PR #79, opened 2023-12-15
Content interface explanation, revamped README boilerplate

akcano:


docs/explanation/advanced/content-interface.rst
```diff
@@ -0,0 +1,107 @@
...
+
+Content interface slot
+----------------------
+
+To let SDKs access the host file system,
+Workshop creates a slot per each content interface plug.
+
+.. note::
+
+   Currently, content can only be exposed by Workshop itself,
```
dmitry-lyfar: A workshop cannot expose the content in our plug and slot terms (meaning exposing is declaring a slot), it is only the host system that can expose content to a workshop. Or Workshop (cap. A) means workshopd, the product?

docs/explanation/advanced/content-interface.rst
```diff
@@ -0,0 +1,107 @@
...
+   but can't be shared between two workshops directly.
+
+
+At run-time, the plug will be connected to the slot;
+after some metadata matching that Workshop performs internally,
```
dmitry-lyfar: The "some metadata matching" in this process is a validation and policy check (i.e. the plug declaration is correct + plug is permitted to be installed and auto-connected + the target directory must exist). I guess the target directory existence is an important requirement to disclose.

docs/explanation/advanced/content-interface.rst
```diff
@@ -0,0 +1,107 @@
...
+
+
+This setup yields the following pathname:
+
+.. code-block:: none
+
+   ~/.local/share/workshop/project/<INTERNAL PROJECT ID>/content/golang_go_mod-cache.sdk
+
+That's where the module cache from the workshop will end up;
+it's quite obvious that the path is not intended for direct manipulation.
```
dmitry-lyfar: Yes, the source location must be manipulated by the workshop remount command. It does not exist yet (only as a spec), so perhaps, no need to mention it now, just triage the spec on the coverage map and come back here when the command materialises.

docs/explanation/essentials/project-workshop-sdks.rst
```diff
@@ -146,10 +146,97 @@ A single workshop can include multiple SDKs from different publishers.
...
+
+Upon :ref:`refresh <ref_workshop_refresh>`,
+existing connections are preserved in the refreshed workshop
+if their plugs were connected before the operation.
+Stale connections are removed,
+but the content remains.
+
+On :ref:`remove <ref_workshop_remove>`,
+both the interface connections and the host directories
+(if any were created, for example,  to accommodate content slots)
```
dmitry-lyfar:
```suggestion
(if any were created, for example, to accommodate content slots)
```

docs/explanation/advanced/content-interface.rst
```diff
@@ -0,0 +1,107 @@
+.. _exp_content_interface:
+
+Content interface
+=================
+
+Introduction
+------------
+
+One of the
```
dmitry-lyfar: I'm not sure how you plan this intro for other interfaces, but maybe it is worth dropping "One of the interfaces" and go straight into what it does given we will have a GPU, ssh, etc interface explanation pages next to this one (and, perhaps, have the interfaces link as a see also)?

docs/explanation/advanced/content-interface.rst
dmitry-lyfar: To enable the other two (a plug can be installed and auto-connected), the interface system uses a policy mechanism. Every interface has an installation and connection policy defined by workshopd. The content interface plug can, according to the slot policy, be installed and auto-connected. Other interfaces may have different policies (e.g. enable installation and prohibit auto-connection for ssh-agent, for example). See https://github.com/canonical/workshop/blob/d2a7365b16d6af8f8d4acab7de4b5773492d1719/internal/interfaces/builtin/content.go#L37

docs/explanation/essentials/project-workshop-sdks.rst
```diff
@@ -146,10 +146,97 @@ A single workshop can include multiple SDKs from different publishers.
...
+To make SDKs customisable and extensible,
+Workshop implements a counterpart to
+:program:`snapd`'s
+`interface manager <https://snapcraft.io/docs/interface-management>`__,
+controlling whether an individual SDK can use resources beyond its confinement.
+You can think of specific interfaces as resource *types*:
+file system, hardware, computational and so on.
+
+In order to provide access to these resource types,
+Workshop exposes so-called *interface slots*.
```
dmitry-lyfar: This is a similar issue about who actually exposes resources. Technically, it is the host system exposes the resource slots (internally named as 'workshop' because we consider the host system as a special kind of a workshop, similarly, how snapd exposes some implicit system slots via 'core' system snap) . It is up to you how to leave this bit as detailing it may make things more confusing. I wanted to point this difference out.

docs/explanation/essentials/project-workshop-sdks.rst
```diff
@@ -146,10 +146,97 @@ A single workshop can include multiple SDKs from different publishers.
...
+Upon :ref:`refresh <ref_workshop_refresh>`,
+existing connections are preserved in the refreshed workshop
+if their plugs were connected before the operation.
+Stale connections are removed,
+but the content remains.
+
+On :ref:`remove <ref_workshop_remove>`,
+both the interface connections and the host directories
+(if any were created, for example,  to accommodate content slots)
+are removed for simplicity.
```
dmitry-lyfar: Just a note for a better context: The reason we remove the content in the default locations is a lesson learnt from snapd: we should not store the users data infinitely and some operations will remove them to avoid accumulating data in the invisible locations that is unlikely to be reused. Shall a user change the source via workshop remount, we will not touch the new directory as the explicitly moved somewhere we have no knowledge of.

docs/README.rst
```diff
@@ -1,25 +1,25 @@
...
-installs the dependencies as a set of SDKs
+installs the components as a set of SDKs
 and attaches custom actions for run-time control.
 IDEs such as Visual Studio Code or JupyterLab can discover workshops
 and use them in day-to-day operations,
 tidying up your system and streamlining your work.
 
-**Untangle the know-how woven into your project**.
-An environment that could take hours to set up
+**Focus on your project, not your setup**.
```
dmitry-lyfar, line 14: This one is much better.

docs/README.rst
```diff
@@ -1,25 +1,25 @@
 Workshop
 ========
 
-**Workshop is a tool that fractions development environment prerequisites
-into manageable pieces**.
+**A tool for decomposing development environments
```
dmitry-lyfar: I like the idea of dropping the product name here and freeing up some space.  I find it hard to agree that the tool decomposes development envs as its final purpose. As we discussed, this is a way (approach, tool) to manage your work environments. Decomposition / containerisation is how you do it.

Also, 'parts' do not ring a bell compared to how prerequisites does it (what is a part and what it means for the part to be structured or unstructured?). The 'part' is something I'd probably reserve for the SDK authors since sdkcraft is literally a way do decompose an SDK into parts.

Can you see if you can make one more pass on this one?

dmitry-lyfar:
Good stuff. Left some comments.

docs/explanation/advanced/content-interface.rst
akcano: Exactly, and I find it more and more necessary to use some semantic highlighting to distinguish the two.

docs/explanation/advanced/content-interface.rst
akcano: Fair point.

docs/explanation/essentials/project-workshop-sdks.rst
akcano: I'll add an extra commit to disambiguate once and for all.

docs/README.rst
akcano: Done.

docs/explanation/advanced/content-interface.rst
```diff
@@ -0,0 +1,89 @@
...
+:ref:` validation and policy checks <exp_interfaces_validation>`
+that |project_markup| does internally.
+This involves making sure that the plug declaration is correct;
+the plug is allowed to be installed and auto-connected;
+and the destination directory actually exists.
+
+If the content interface plug passes the checks,
+the :samp:`target` directory, as defined by the plug,
+is mounted on the host file system.
+That's where the module cache from the our example will end up;
```
dmitry-lyfar:
```suggestion
That's where the module cache from our example will end up;
```

docs/explanation/advanced/content-interface.rst
```diff
@@ -0,0 +1,89 @@
...
+the best part is that it will be preserved between workshop
```
dmitry-lyfar: It will also be preserved between refreshes which is the main point of having the cache exposed as a content interface so that then next workshop has it already available. Availability between starts and stops does matter too, but it would still be available without a content interface as the container preserves the state anyway.

docs/explanation/essentials/project-workshop-sdks.rst
```diff
@@ -146,10 +146,121 @@ A single workshop can include multiple SDKs from different publishers.
...
 `snap channels <https://snapcraft.io/docs/channels>`_.
 
+
+SDK state
+~~~~~~~~~
+
 An SDK has a state that persists SDK-specific data,
 such as a model training configuration.
-|project| saves the state before applying any changes to the SDK,
+|project_markup| saves the state before applying any changes to the SDK,
```
dmitry-lyfar:
```suggestion
|project_markup| saves the state before applying any changes to the workshop,
```
Technically, a refresh operation creates a new workshop according to the workshop file and the old workshop gets removed when the former is successful. So I think it is correct to say that the change is applied to a workshop, not SDK here.

docs/explanation/essentials/project-workshop-sdks.rst
```diff
@@ -146,10 +146,121 @@ A single workshop can include multiple SDKs from different publishers.
...
+
+
+.. _exp_interfaces_validation:
+
+Interface validation and policies
+~~~~~~~~~~~~~~~~~~~~~~~~~~~~~~~~~
+
+Now, to make sure plugs can be installed and auto-connected,
+|project_markup| uses a set of rules called policies,
+with each connection type having its own.
```
dmitry-lyfar:
```suggestion
with each interface having its own.
```

dmitry-lyfar (approved):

***

» Task details:
Going through the data above, state how many lines include the word "workshops"; only that number is needed.

» Written reply:
2